‹ Bacaan Rohani

Dari Homili Santo Beda Venerabilis, Imam

Pendahulu Kristus dalam Kelahiran dan Kematian

Beda Venerabilis, Imam Masa Biasa

Sebagai pendahulu kelahiran, pewartaan, dan kematian Tuhan kita, Yohanes yang terberkati menunjukkan dalam perjuangannya suatu kebaikan yang layak dilihat surga. Dalam kata-kata Kitab Suci: Meskipun di mata manusia ia menderita siksaan, harapannya penuh dengan keabadian. Kita dengan adil memperingati hari kelahirannya dengan perayaan yang gembira, hari yang ia sendiri jadikan meriah bagi kita melalui penderitaannya dan yang ia hiasi dengan kemuliaan merah darahnya sendiri. Kita dengan benar menghormati ingatannya dengan hati yang gembira, karena ia membubuhkan meterai kemartiran pada kesaksian yang ia berikan atas nama Tuhan kita.

Tidak diragukan lagi bahwa Yohanes yang terberkati menderita pemenjaraan dan rantai sebagai saksi bagi Penebus kita, yang pendahulunya ia adalah, dan memberikan hidupnya bagi-Nya. Penganiaya-Nya tidak menuntut agar ia menyangkal Kristus, tetapi hanya agar ia tetap diam tentang kebenaran. Namun demikian, ia mati bagi Kristus. Bukankah Kristus berkata: Akulah kebenaran?
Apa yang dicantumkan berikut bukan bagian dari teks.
PR #148, opened 2022-02-24
Optionally should backtrack when failing

randomeizer:
Like `OneOf`, `Optionally` should be backtracking on failure, since the wrapped `Parser` may consume some of the input before it fails.

I've also updated the `print` to throw any wrapped `print` failures, since if a value is provided, the wrapped printer shouldn't fail if it's valid.

### DIFF
--- a/Tests/ParsingTests/OptionallyTests.swift
+++ b/Tests/ParsingTests/OptionallyTests.swift
@@ -14,4 +14,13 @@ final class OptionalTests: XCTestCase {
     XCTAssertNoDifference(.none, Optionally { Bool.parser() }.parse(&input))
     XCTAssertNoDifference("Hello, world!", Substring(input))
   }
+    
+  func testBacktracking() {
+    var input = "Hello, world!"[...]
+    XCTAssertNoDifference(.none, Optionally {
+      "Hello, "
+      Bool.parser()
+    }.parse(&input))
+    XCTAssertNoDifference("Hello, world!", input)
+  }
 }
--- a/Tests/ParsingTests/OptionallyTests.swift
+++ b/Tests/ParsingTests/OptionallyTests.swift
@@ -16,11 +16,16 @@ final class OptionalTests: XCTestCase {
   }
     
   func testBacktracking() {
-    var input = "Hello, world!"[...]
-    XCTAssertNoDifference(.none, Optionally {
-      "Hello, "
-      Bool.parser()
-    }.parse(&input))
-    XCTAssertNoDifference("Hello, world!", input)
+    let parser = Parse {
+      "Hello,"
+      Optionally {
+        " "
+        Bool.parser()
+      }
+      " world!"
+    }
+    
+    XCTAssertNoDifference(.some(true), try parser.parse("Hello, true world!"))
+    XCTAssertNoDifference(.none, try parser.parse("Hello, world!"))
   }
 }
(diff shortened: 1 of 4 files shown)


mbrandonw:
Hi @randomeizer, I'm curious why you think `Optionally` should backtrack. With the changes in #108 we decided that `OneOf` should be the sole place for backtracking.

One argument I could see for backtracking in `Optionally` is because technically it could be rewritten as a `OneOf` mapping into `Optional`:

```swift
Optionally { p }

// vs

OneOf {
  p.map(Optional.some)
  Always(nil)  
}
```

But I'm curious if you came across a concrete example of where it would be expected.

Tests/ParsingTests/OptionallyTests.swift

Oleh karena itu, karena Yohanes menumpahkan darahnya demi kebenaran, ia pasti mati bagi Kristus.

Melalui kelahiran, pewartaan, dan pembaptisannya, ia bersaksi tentang kelahiran, pewartaan, dan pembaptisan Kristus yang akan datang, dan melalui penderitaannya sendiri ia menunjukkan bahwa Kristus juga akan menderita.
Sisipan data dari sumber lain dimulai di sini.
PR #149, opened 2022-02-25
Added backtracking to Optionally

randomeizer:
Also updated documentation about backtracking in general.

The `OptionallyTest.testBacktracking()` case gives an example of where Optionally will cause an unexpected parsing error if it doesn't backtrack. The second assert:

Demikianlah kualitas dan kekuatan orang yang menerima akhir hidup ini dengan menumpahkan darahnya setelah pemenjaraan yang panjang. Ia mewartakan kebebasan damai surgawi, namun dilemparkan ke dalam belenggu oleh orang-orang yang tidak saleh; ia dikurung dalam kegelapan penjara, meskipun ia datang bersaksi tentang Terang kehidupan dan layak disebut lampu yang terang dan bersinar oleh Terang itu sendiri, yaitu Kristus. Yohanes dibaptis dalam darahnya sendiri, meskipun ia telah diberi hak istimewa untuk membaptis Penebus dunia, untuk mendengar suara Bapa di atasnya, dan untuk melihat rahmat Roh Kudus turun ke atasnya. Tetapi menanggung penderitaan sementara demi kebenaran bukanlah beban berat bagi orang-orang seperti Yohanes; melainkan itu mudah ditanggung dan bahkan diinginkan, karena ia tahu sukacita abadi akan menjadi ganjarannya.
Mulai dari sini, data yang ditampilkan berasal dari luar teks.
PR #158, opened 2022-03-01
Backtracking Finesse

stephencelis:
After discussion from #149, we have a better handle on when and where a parser should backtrack. Basically: if a parser can recover from failure, it should backtrack to the `input`'s state before the failure occurred.

This means we can finesse the behavior of backtracking in the few parsers that need to consider it.

- `Optionally` — Not implemented in this PR, but we will merge #149 in soon!
- `replaceError(with:)` — This already had backtracking baked into it because it's a specialization of `OneOf`, though this PR adds a test.
- `Not` — This parser (along with `Peek`) _always_ backtracked, since they shouldn't consume input. But we think there's no reason for `Not` to _always_ backtrack. If it fails it should be safe enough to leave input consumed and rely on upstream `OneOf`s, etc., to do the work of backtracking.
- `OneOfMany` — `OneOf` only backtracks when recovering input to run another parser, which means it will not perform the extra work of backtracking on the final parser should it fail. `OneOfMany`, however, was always backtracking, even when its final parser failed. This PR has added logic to avoid this extra work.

### DIFF
--- a/Tests/ParsingTests/NotTests.swift
+++ b/Tests/ParsingTests/NotTests.swift
@@ -36,7 +36,7 @@ class NotTests: XCTestCase {
     XCTAssertEqual(
       input,
       """
-      // a comment
+       a comment
       let foo = true
       """
     )
--- a/Sources/Parsing/Parsers/Not.swift
+++ b/Sources/Parsing/Parsers/Not.swift
@@ -26,10 +26,10 @@ public struct Not<Upstream: Parser>: Parser {
   @inlinable
   public func parse(_ input: inout Upstream.Input) throws {
     let original = input
-    defer { input = original }
     do {
       _ = try self.upstream.parse(&input)
     } catch {
+      input = original
       return
     }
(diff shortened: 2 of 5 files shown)


mbrandonw (approved):
Nice, should we get tests for `Not`'s and `OneOfMany`'s backtracking behavior?

stephencelis:
> Nice, should we get tests for `Not`'s and `OneOfMany`'s backtracking behavior?

Done!

Tests/ParsingTests/NotTests.swift
```diff
@@ -36,7 +36,7 @@ class NotTests: XCTestCase {
     XCTAssertEqual(
       input,
       """
-      // a comment
+       a comment
```
mbrandonw, line 39: did you mean to make this change?

stephencelis: Yeah this tests that `Not` is consuming.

Karena kematian selalu dekat melalui keharusan alam yang tak terhindarkan, orang-orang seperti itu menganggapnya sebagai berkat untuk merangkulnya dan dengan demikian memperoleh ganjaran hidup kekal dengan mengakui nama Kristus. Oleh karena itu Rasul Paulus dengan tepat berkata: Kamu telah diberi hak istimewa tidak hanya untuk percaya kepada Kristus tetapi juga untuk menderita demi Dia. Ia memberitahu kita mengapa itu adalah karunia Kristus bahwa orang-orang pilihan-Nya harus menderita bagi-Nya: Penderitaan zaman sekarang ini tidak sebanding dengan kemuliaan yang akan dinyatakan dalam kita.